====== Exercise data ======

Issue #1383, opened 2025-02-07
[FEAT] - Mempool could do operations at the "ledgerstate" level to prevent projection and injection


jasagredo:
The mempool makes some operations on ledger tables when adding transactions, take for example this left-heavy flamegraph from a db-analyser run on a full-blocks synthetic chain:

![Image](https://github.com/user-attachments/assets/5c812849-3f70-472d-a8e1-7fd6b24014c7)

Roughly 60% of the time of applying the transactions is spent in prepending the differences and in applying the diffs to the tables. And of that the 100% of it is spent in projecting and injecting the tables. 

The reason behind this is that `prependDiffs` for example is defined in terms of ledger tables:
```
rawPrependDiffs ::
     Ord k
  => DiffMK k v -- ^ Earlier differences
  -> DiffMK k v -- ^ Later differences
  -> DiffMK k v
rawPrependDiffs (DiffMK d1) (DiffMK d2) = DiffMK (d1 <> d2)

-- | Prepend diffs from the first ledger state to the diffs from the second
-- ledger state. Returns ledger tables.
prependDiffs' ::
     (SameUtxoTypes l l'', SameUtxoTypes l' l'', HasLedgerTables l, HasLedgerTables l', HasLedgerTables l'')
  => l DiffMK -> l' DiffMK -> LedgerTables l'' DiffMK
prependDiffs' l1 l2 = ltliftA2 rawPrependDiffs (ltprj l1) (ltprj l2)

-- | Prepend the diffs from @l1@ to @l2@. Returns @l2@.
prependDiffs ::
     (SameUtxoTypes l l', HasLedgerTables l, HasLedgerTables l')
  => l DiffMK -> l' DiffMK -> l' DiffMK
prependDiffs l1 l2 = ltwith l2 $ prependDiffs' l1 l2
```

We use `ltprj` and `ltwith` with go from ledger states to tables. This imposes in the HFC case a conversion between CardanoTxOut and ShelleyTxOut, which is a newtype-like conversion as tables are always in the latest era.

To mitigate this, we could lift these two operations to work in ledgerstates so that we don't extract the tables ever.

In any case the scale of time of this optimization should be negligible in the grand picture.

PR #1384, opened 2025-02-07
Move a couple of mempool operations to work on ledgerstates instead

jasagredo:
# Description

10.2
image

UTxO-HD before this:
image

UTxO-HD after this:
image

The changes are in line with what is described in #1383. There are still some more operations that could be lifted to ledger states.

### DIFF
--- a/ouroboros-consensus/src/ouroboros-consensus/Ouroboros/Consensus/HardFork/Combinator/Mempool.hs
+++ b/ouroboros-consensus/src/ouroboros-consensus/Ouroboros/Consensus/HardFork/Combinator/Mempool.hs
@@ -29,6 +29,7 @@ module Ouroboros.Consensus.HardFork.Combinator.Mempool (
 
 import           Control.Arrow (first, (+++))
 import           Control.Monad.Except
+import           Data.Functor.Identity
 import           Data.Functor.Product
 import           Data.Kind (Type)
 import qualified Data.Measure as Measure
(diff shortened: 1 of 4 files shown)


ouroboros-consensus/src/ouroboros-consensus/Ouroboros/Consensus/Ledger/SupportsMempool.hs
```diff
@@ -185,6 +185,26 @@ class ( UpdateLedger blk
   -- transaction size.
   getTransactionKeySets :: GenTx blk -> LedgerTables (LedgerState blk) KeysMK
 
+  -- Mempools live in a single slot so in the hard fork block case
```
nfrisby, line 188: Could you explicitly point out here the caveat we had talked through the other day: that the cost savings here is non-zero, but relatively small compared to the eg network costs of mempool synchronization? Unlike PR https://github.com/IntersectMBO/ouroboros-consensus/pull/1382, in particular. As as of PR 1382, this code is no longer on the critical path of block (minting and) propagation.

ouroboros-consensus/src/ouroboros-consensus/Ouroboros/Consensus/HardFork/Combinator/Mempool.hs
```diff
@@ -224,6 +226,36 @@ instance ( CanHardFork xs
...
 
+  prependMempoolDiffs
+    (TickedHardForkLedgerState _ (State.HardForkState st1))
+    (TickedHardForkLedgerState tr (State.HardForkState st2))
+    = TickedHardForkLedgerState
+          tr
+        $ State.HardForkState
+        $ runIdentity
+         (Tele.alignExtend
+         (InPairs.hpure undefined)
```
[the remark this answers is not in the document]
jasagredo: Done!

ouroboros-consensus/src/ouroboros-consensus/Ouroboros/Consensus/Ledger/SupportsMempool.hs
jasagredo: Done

======
====== Exercise data ======

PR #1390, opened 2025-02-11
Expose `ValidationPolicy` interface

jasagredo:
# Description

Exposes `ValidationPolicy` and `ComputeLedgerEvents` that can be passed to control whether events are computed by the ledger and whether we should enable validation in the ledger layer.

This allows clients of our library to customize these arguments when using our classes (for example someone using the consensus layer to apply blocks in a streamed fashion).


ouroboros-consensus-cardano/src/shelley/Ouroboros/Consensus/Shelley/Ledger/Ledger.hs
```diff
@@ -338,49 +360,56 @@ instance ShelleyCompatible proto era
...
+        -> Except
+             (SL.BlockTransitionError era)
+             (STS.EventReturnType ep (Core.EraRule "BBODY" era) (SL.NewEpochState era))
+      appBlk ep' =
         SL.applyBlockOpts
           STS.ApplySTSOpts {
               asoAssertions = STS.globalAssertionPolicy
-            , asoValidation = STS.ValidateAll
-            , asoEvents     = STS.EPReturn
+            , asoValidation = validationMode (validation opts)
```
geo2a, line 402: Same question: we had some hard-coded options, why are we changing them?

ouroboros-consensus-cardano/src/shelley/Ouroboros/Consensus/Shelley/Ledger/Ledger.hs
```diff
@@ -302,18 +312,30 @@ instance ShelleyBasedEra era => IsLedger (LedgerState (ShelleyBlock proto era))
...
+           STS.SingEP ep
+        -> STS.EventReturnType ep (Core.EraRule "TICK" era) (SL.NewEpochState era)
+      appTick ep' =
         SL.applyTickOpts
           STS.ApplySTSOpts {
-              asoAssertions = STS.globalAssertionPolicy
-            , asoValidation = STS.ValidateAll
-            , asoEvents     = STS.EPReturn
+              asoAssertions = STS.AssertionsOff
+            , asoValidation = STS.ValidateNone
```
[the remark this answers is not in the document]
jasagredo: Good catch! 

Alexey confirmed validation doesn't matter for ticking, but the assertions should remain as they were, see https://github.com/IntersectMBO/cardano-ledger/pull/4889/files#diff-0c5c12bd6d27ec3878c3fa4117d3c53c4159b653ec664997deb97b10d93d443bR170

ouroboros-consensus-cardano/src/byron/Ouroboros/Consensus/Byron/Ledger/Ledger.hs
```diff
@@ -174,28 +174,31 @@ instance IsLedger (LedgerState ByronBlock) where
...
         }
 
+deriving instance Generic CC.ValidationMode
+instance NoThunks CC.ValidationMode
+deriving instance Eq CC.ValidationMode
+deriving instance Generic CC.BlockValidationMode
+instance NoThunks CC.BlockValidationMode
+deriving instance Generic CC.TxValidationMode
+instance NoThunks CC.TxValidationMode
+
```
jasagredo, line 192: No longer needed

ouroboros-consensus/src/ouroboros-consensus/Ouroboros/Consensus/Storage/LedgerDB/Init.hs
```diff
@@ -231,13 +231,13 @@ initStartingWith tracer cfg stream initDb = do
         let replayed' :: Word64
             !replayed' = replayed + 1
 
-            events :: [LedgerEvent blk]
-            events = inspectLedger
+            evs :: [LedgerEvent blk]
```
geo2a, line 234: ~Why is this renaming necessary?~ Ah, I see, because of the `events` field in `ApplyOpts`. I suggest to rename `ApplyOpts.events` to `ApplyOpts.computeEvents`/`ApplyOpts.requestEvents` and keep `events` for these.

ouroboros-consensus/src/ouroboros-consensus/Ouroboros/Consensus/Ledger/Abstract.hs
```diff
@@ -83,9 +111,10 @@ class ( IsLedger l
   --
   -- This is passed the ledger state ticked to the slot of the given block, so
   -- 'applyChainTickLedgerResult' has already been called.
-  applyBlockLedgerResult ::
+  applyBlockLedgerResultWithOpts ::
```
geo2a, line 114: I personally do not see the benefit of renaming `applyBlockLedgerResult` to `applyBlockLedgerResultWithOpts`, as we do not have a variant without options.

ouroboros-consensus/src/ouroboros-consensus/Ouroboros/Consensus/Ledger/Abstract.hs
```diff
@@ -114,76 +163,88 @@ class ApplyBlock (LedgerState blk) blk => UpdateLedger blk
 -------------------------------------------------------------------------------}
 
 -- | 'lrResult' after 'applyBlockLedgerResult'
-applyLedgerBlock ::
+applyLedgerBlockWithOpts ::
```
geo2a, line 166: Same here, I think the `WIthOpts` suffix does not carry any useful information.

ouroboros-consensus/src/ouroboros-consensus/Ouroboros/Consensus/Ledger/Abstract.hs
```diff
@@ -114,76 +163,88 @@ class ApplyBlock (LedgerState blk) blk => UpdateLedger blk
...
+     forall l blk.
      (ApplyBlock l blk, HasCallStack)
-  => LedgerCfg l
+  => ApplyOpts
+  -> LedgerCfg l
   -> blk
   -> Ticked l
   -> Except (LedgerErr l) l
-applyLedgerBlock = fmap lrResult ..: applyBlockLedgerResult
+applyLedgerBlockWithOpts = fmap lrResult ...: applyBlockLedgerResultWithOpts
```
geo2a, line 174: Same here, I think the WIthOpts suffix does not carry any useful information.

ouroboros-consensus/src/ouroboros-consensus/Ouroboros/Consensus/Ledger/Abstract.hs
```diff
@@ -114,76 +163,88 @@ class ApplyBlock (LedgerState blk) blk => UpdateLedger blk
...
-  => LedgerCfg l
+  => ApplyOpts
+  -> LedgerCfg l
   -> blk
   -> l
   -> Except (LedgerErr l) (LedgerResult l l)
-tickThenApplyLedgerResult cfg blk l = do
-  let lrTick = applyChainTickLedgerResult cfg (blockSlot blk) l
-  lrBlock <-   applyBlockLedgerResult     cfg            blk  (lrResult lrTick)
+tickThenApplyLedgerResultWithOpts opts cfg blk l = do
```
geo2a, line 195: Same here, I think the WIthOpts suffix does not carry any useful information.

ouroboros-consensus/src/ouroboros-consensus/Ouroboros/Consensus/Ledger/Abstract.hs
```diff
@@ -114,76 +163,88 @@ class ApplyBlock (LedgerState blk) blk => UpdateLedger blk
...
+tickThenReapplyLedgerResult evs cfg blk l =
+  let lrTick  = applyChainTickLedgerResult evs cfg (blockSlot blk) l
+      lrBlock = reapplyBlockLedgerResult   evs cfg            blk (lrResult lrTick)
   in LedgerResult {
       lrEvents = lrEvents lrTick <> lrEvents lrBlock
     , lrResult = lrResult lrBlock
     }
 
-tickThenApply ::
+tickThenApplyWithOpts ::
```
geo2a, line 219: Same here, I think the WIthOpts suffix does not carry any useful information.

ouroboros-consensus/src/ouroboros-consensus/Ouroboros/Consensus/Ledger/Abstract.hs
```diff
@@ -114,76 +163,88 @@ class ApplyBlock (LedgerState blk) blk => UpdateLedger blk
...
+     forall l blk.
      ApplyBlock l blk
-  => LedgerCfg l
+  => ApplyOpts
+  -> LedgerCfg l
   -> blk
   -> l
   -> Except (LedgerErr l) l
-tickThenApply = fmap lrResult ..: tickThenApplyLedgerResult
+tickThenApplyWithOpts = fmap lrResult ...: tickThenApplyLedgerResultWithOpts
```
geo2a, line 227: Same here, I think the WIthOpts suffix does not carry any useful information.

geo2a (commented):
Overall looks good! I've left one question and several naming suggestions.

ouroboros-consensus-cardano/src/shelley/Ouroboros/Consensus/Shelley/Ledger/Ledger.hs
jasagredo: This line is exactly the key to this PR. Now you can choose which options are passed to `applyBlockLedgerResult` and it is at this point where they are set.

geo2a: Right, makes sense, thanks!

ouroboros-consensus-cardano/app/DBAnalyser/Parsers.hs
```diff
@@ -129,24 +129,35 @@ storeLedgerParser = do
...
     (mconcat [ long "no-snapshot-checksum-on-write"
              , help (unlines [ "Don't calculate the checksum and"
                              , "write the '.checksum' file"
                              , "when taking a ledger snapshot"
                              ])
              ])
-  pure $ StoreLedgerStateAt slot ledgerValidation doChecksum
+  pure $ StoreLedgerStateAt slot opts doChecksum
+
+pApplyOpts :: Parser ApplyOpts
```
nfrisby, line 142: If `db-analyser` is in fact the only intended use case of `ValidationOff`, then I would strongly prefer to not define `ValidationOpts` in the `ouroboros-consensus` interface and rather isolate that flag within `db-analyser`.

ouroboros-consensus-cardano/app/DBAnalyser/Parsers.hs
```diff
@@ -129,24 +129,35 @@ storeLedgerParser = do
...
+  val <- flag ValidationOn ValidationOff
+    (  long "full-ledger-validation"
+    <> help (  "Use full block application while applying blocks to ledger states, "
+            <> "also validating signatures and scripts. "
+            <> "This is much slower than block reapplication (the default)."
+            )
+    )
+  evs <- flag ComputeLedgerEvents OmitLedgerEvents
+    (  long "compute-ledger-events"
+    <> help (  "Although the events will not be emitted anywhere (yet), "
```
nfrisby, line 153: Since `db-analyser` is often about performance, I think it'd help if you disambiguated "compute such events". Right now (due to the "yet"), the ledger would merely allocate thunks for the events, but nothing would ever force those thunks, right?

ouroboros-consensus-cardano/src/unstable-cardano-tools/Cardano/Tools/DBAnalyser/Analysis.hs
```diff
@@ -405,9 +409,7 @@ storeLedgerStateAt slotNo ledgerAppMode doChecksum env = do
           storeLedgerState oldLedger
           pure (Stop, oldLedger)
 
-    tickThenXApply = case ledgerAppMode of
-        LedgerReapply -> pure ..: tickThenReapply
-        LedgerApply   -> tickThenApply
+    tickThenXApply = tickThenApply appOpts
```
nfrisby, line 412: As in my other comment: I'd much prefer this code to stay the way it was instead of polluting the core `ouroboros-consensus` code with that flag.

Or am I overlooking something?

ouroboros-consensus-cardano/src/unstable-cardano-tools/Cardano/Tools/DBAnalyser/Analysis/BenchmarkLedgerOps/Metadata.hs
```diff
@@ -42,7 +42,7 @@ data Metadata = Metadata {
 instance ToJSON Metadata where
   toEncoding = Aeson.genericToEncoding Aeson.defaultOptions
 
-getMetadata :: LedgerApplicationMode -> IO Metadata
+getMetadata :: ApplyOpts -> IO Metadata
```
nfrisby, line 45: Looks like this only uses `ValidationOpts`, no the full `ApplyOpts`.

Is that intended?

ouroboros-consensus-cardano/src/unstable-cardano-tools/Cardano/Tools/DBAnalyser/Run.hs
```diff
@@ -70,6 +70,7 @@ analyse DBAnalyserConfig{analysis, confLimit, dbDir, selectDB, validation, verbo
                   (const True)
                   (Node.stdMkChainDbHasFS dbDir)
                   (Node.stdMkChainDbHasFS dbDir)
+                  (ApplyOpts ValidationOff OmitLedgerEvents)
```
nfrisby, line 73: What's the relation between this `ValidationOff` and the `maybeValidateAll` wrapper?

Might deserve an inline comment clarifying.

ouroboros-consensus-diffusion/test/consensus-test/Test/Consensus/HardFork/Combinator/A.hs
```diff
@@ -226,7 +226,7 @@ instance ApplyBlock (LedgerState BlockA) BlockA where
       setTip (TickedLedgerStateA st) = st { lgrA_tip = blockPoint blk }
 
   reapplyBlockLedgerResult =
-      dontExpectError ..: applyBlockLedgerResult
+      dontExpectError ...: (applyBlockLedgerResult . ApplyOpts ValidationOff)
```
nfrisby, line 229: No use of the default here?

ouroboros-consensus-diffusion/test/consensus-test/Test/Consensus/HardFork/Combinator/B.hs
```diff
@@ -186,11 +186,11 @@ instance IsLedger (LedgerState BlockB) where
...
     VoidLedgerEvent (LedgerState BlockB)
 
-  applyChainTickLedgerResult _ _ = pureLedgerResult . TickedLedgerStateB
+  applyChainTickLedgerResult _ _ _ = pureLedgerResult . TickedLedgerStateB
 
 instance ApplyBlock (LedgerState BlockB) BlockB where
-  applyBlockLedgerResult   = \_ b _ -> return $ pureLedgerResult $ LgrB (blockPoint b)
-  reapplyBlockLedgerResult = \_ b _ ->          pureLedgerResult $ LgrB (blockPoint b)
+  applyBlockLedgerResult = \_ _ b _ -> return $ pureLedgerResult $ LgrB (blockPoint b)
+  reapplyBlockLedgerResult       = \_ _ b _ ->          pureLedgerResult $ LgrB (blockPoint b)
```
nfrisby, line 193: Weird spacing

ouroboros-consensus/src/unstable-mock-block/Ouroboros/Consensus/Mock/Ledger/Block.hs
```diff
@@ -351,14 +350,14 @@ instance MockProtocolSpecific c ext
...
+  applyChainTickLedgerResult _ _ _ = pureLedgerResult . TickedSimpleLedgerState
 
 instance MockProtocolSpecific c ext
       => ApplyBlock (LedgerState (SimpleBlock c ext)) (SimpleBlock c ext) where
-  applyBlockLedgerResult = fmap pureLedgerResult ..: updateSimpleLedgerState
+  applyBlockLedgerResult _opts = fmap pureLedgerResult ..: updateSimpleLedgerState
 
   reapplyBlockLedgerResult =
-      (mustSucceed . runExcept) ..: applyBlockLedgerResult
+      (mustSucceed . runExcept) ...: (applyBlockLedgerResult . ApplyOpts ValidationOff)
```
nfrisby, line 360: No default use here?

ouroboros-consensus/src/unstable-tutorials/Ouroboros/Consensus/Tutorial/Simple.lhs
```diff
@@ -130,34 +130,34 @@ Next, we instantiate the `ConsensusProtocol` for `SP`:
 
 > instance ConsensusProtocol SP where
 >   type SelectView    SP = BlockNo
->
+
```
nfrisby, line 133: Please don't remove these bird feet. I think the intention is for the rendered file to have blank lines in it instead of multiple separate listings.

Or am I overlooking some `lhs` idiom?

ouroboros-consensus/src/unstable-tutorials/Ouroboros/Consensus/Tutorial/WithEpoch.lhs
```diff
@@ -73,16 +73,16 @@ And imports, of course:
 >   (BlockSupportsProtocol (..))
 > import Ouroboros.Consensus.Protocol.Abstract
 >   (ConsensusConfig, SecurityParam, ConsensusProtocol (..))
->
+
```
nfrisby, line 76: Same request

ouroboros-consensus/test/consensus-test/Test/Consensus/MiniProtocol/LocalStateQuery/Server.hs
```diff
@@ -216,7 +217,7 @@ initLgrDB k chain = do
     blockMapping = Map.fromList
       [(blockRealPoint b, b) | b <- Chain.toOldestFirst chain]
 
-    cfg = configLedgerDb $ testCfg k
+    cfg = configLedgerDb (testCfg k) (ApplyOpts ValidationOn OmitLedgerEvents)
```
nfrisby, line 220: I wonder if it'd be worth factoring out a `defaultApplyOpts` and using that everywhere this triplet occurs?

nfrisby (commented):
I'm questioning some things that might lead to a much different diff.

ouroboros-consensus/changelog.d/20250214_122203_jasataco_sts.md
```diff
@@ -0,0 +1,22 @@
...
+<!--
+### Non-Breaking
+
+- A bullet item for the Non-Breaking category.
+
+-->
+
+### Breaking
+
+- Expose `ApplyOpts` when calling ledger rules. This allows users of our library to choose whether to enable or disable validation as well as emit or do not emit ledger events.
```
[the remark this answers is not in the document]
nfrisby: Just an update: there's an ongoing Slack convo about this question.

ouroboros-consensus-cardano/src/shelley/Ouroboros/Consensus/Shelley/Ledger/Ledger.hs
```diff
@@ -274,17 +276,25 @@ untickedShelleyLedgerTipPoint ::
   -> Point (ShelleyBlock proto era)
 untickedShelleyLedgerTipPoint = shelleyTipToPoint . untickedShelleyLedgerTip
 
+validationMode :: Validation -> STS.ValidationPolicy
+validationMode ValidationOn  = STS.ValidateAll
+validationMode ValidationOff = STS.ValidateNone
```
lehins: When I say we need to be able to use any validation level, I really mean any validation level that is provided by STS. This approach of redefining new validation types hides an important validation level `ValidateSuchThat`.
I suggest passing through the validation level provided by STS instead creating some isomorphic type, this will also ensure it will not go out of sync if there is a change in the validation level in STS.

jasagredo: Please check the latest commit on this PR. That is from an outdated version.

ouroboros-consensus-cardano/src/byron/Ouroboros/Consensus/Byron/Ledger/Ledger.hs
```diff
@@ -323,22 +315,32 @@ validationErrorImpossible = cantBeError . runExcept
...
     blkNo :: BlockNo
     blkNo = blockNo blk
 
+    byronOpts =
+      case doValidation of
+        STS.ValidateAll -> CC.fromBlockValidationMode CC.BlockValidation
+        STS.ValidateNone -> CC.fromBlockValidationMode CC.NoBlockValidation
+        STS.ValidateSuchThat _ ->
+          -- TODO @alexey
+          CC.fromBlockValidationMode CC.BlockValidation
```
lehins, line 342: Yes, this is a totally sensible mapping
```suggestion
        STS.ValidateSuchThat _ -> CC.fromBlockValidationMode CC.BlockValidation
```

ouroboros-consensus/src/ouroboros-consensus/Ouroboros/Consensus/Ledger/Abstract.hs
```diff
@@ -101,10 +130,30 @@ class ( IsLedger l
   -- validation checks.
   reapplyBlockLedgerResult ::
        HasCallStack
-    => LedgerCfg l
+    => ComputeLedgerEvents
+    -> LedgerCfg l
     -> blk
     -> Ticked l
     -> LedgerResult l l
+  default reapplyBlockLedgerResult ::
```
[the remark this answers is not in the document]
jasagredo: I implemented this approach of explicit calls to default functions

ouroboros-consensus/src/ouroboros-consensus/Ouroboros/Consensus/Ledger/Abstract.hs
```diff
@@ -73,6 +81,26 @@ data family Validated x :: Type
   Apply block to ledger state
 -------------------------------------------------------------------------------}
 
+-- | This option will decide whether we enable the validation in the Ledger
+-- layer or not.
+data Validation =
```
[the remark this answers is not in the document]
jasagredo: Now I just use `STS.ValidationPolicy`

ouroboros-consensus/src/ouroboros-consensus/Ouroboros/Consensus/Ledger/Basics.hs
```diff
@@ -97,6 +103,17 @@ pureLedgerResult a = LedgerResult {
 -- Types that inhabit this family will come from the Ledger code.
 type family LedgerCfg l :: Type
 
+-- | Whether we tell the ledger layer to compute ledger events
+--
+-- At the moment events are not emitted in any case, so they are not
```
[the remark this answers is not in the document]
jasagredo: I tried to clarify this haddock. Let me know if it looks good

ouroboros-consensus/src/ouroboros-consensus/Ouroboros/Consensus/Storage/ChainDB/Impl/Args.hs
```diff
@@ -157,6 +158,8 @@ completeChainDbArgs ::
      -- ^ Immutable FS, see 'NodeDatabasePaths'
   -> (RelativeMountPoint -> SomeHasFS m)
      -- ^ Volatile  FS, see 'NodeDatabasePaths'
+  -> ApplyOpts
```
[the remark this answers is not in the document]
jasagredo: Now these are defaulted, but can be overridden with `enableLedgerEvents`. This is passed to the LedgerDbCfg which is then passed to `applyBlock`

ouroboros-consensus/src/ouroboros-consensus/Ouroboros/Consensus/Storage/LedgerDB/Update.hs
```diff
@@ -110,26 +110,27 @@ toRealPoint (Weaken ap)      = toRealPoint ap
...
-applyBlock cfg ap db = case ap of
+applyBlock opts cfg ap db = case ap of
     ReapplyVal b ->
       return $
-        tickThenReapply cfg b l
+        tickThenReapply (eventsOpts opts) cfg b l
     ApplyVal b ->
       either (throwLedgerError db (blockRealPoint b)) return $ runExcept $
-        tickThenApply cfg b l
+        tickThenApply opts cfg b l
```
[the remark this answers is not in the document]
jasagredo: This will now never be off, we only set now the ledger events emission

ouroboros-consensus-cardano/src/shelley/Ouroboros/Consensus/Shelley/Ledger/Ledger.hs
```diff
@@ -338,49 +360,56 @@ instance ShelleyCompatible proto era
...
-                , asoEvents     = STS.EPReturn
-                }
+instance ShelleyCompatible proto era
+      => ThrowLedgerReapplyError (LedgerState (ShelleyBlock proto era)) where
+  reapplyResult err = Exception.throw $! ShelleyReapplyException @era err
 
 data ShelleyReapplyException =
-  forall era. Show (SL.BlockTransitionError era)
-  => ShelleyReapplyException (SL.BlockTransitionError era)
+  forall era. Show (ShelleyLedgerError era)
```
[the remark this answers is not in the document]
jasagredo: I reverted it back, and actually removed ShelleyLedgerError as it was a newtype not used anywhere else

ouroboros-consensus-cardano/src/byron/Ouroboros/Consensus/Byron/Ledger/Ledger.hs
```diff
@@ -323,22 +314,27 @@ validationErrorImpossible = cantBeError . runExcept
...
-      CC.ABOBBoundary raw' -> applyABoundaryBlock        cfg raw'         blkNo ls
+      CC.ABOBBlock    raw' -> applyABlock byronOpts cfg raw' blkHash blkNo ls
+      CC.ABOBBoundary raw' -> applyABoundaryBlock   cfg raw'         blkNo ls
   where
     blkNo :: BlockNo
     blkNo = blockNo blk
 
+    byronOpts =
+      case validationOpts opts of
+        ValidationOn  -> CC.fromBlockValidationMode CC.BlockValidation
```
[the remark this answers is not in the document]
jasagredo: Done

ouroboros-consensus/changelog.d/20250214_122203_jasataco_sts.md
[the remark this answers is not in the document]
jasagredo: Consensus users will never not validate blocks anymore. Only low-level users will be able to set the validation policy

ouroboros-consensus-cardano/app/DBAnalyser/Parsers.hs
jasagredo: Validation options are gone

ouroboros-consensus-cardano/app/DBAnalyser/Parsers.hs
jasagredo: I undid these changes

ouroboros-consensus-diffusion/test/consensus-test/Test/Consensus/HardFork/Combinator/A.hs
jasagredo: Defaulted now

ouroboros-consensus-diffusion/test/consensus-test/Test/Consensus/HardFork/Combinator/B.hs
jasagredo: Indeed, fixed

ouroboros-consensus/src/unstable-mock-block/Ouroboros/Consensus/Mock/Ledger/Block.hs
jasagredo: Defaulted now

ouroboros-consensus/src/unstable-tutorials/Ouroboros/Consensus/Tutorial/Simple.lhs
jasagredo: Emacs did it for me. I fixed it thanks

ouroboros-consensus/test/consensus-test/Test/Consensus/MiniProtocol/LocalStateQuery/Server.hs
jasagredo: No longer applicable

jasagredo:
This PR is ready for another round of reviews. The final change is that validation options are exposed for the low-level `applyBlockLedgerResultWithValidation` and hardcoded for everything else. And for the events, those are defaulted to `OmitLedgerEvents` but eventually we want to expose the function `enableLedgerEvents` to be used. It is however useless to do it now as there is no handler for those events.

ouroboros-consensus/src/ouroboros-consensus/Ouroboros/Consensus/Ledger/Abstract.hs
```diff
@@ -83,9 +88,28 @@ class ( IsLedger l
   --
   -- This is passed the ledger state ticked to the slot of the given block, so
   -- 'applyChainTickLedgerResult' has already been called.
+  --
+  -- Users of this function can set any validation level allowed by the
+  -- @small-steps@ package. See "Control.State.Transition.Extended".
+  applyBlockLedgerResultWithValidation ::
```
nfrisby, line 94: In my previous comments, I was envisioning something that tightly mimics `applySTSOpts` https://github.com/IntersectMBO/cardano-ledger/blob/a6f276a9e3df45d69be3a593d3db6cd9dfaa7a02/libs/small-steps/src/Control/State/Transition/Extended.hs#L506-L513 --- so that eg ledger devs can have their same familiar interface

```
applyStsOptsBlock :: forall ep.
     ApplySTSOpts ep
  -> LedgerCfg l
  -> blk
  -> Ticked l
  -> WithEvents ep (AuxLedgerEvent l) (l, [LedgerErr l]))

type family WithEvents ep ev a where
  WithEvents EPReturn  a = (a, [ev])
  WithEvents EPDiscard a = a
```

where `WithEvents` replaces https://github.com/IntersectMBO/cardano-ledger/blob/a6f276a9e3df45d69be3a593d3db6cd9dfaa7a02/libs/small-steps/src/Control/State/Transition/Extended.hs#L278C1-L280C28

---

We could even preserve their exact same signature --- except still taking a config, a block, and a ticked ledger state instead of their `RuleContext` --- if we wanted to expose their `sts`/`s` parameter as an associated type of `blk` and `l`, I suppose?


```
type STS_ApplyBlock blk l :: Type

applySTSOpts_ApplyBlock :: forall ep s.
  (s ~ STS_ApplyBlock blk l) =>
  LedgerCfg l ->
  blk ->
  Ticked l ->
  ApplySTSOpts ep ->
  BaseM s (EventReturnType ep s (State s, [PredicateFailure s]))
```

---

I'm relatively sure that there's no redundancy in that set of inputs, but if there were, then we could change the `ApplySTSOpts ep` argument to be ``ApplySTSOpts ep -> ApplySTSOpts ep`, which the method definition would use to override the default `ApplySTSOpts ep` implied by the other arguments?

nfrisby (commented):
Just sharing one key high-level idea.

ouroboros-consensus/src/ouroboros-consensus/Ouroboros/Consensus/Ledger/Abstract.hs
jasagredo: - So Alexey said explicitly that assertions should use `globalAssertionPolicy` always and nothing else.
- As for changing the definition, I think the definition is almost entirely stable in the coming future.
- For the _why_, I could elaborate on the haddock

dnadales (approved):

======

#### Exercise directions
Show every line of the listing containing the string "snapshot" by copying it.

#### Solution to this problem
     (mconcat [ long "no-snapshot-checksum-on-write"
                              , "when taking a ledger snapshot"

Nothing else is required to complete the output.